Wednesday, April 16’s devotional. “For what the law could not do since it was weakened by the flesh, God did” (Romans 8:3a, CSB). The law could expose your sin, but it couldn’t erase it. It could command righteousness, but it couldn’t produce it. The law diagnosed the disease but offered no cure. So God stepped in—not with a second chance, but with a substitute.
Mark Penrith draws a sharp contrast: “The law demanded perfection. We offered failure. The law required righteousness. We produced rebellion.” That’s the story of humanity. The law was holy, but our flesh was broken. As Mark says, “Like a surgeon’s scalpel in shaky hands, the law could diagnose sin but not remove it.”
So what did God do? “He did what we couldn’t. Not with a better law. Not with a softer standard. But with a Substitute.” God didn’t adjust the rules—He fulfilled them Himself. “God didn’t sweep sin under the rug. He condemned sin. Not by crushing us, but by crushing His Son in our place.”
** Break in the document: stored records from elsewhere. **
PR #152, opened 2022-02-03
Feature/add mac os example

andrew-winn-br:
Had to add Catalyst support because a Catalyst app uses the iOS/Catalyst version of a framework, not the macOS version.
This should complete #6 
Screen Shot 2022-02-03 at 11 54 36 AM
Screen Shot 2022-02-03 at 11 54 17 AM


andrew-winn-br:
Linter error is:

andrew-winn-br:
Linter error is:
```
PackageDescription.SupportedPlatform:5:24: note: 'macCatalyst' was introduced in PackageDescription 5.5
PackageDescription.SupportedPlatform:33:27: note: 'v13' was introduced in PackageDescription 5.5
```
and the current package description for Hyperspace is 5.1. I think I can just remove the .`macCatalyst(.v13)` line from Package.Swift and it should still be fine. `.macCatalyst` was added as a specific platform for SPM in Xcode 13, but Catalyst was supported before that.

wmcginty:
@andrew-winn-br  I think we go ahead and upgrade the minimum tools version to 5.5, especially as this isn't going straight into a release we don't have to immediately worry about compatibility issues.

Example/Sources/macOS/ViewController.swift
```diff
@@ -0,0 +1,96 @@
+//
+//  ViewController.swift
+//  macOS Example
+//
+//  Created by Andrew Winn on 2/2/22.
```
wmcginty, line 5: Can you remove the `Created by` headers? Just so know one tries to track you down specifically months from now when the correct method would be creating an issue on the project.

wmcginty (changes requested):
This mostly looks good to me, but can you also add a CHANGELOG.md entry?

Example/Sources/macOS/ViewController.swift
andrew-winn-br: Oops Yeah will do

andrew-winn-br: done

wmcginty (approved):

Example/Sources/macOS/ViewController.swift
```diff
@@ -0,0 +1,95 @@
...
+                self?.presentAlert(titled: "Error", message: "\(error)")
+            }
+        }
+    }
+
+    private func deletePost(postId: Int) {
+        let deletePostRequest = Request<EmptyResponse, AnyError>.deletePost(withID: postId)
+
+        backendService.execute(request: deletePostRequest) { [weak self] result in
+            switch result {
```
br-earl-gaspard, line 71: I noticed `debugPrint` statements for other `backendService.execute` calls but not one here.

br-earl-gaspard (changes requested):

br-earl-gaspard (approved):

Example/Sources/macOS/ViewController.swift
andrew-winn-br: Done!

wmcginty (approved):

PR #155, opened 2022-04-19
Properly encode ampersand in forms

andrew-winn-br:


Sources/Core/Request/FormURLEncoder.swift
```diff
@@ -44,7 +44,7 @@ extension CharacterSet {
     static let urlFormAllowed: CharacterSet = {
         var allowed = CharacterSet.urlQueryAllowed
         allowed.insert(" ")
-        allowed.remove(charactersIn: "+/?")
+        allowed.remove(charactersIn: "+/?&")
```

Let that settle in. “He condemned sin in the flesh by sending his own Son in the likeness of sinful flesh as a sin offering” (Romans 8:3b, CSB). The holy Judge sent His own Son—not a representative, not a prophet, not an angel, but His Son—to stand where we should have stood. Mark puts it like this: “The Creator stepped into His creation. The Judge became the condemned. Jesus took our place.”
Why? Because only man could pay the penalty, but only God could bear the weight of it. So Christ came in the likeness of sinful flesh—fully God and fully man—without sin. “The one who did not know sin [became] sin for us,” Mark reminds us, “Not a sinner. Not a sinner’s accomplice. But a sin offering.”
And in that offering, the penalty was paid. The wrath was satisfied. The condemnation was lifted. Not because of your striving, but because “God acted—and He acted in Christ.”
This is the rest your soul longs for. Not the anxious weight of trying harder. Not the crushing burden of moral performance. Just Jesus. His finished work is your freedom. “The law said, The wages of sin is death. Christ said, I will pay it all.”
Prayer:
Father, thank You for doing what I never could. Help me trust fully in the finished work of Christ today. Let me stop striving and start resting in Your grace. Amen.
This devotional content is not penned by the preacher. It is derived from the sermon notes. We aim to provide bite-sized reflections throughout the week for devotion and reflection.